Assembly is tricky, and it helps to have either five hands or some kind of jig. 

This one is made of Ipe, left over from a deck job.


----------



## cranbrook2 (Oct 14, 2006)

Have you ever tried to make one of these ? :laughing:


----------



## burkhome (Sep 5, 2010)

cranbrook2 said:


> Have you ever tried to make one of these ? :laughing:


 Wow...makes my eyes hurt.


----------



## phinds (Mar 25, 2009)

"Assembly is tricky, and it helps to have either five hands or some kind of jig."

Boy, I believe that for sure.


Cranbrook, that pic you posted is one of those "Escher joints" that are so difficult to execute properly, right?

Paul


----------



## me109a (Nov 8, 2010)

cranbrook2 said:


> Have you ever tried to make one of these ? :laughing:


Would this be how?









I mean "Align Angle Cut".


----------



## wwinsauer (Dec 7, 2010)

I believe you are on to it. ME109

You can physically make this with the cut you drew. one would just have to take the photo from a precise angle as to make the perpendicular arm align with the fake through tenon on the bottom.

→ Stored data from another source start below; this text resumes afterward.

PR #647, opened 2017-11-08
Fix support for peerDependencies

paladox:
With npm 3+ deps in peerDependencies are not installed automatically and installing tsickle is complaining with

npm WARN tsickle@0.23.6 requires a peer of typescript@2.3.4 but none is installed. You must install peer dependencies yourself.

I think this may be causing https://bugs.chromium.org/p/gerrit/issues/detail?id=7630

By putting it in dependencies and peerDependencies it will not complain any more.

### DIFF
--- a/package.json
+++ b/package.json
@@ -18,6 +18,9 @@
     "source-map-support": "^0.4.2",
     "typescript": "~2.5.3"
   },
+  "peerDependencies": {
+    "typescript": "~2.5.3"
+  },
   "devDependencies": {
     "@bazel/typescript": "^0.3.1",
     "@types/chai": "^3.4.32",
--- a/package.json
+++ b/package.json
@@ -45,8 +45,7 @@
     "merge2": "^1.0.2",
     "mocha": "^3.2.0",
     "temp": "^0.8.1",
-    "tslint": "^5.4.2",
-    "typescript": "~2.5.3"
+    "tslint": "^5.4.2"
   },
   "scripts": {
     "prepublish": "bazel build ...",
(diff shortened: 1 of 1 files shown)


evmar:
@samccone any thoughts?

wardpeet:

Back to the original thread: The "doodad" is excellent!
What power tool did you use along with your jig?
Any photos!!?


----------



## ed_h (Dec 1, 2010)

wwinsauer said:


> The "doodad" is excellent!
> What power tool did you use along with your jig?
> Any photos!!?


I used this jig on my tablesaw. Is sets the right angles and the length.


----------



## me109a (Nov 8, 2010)

Nice jig, cutting two at once, nice. :cool2:


----------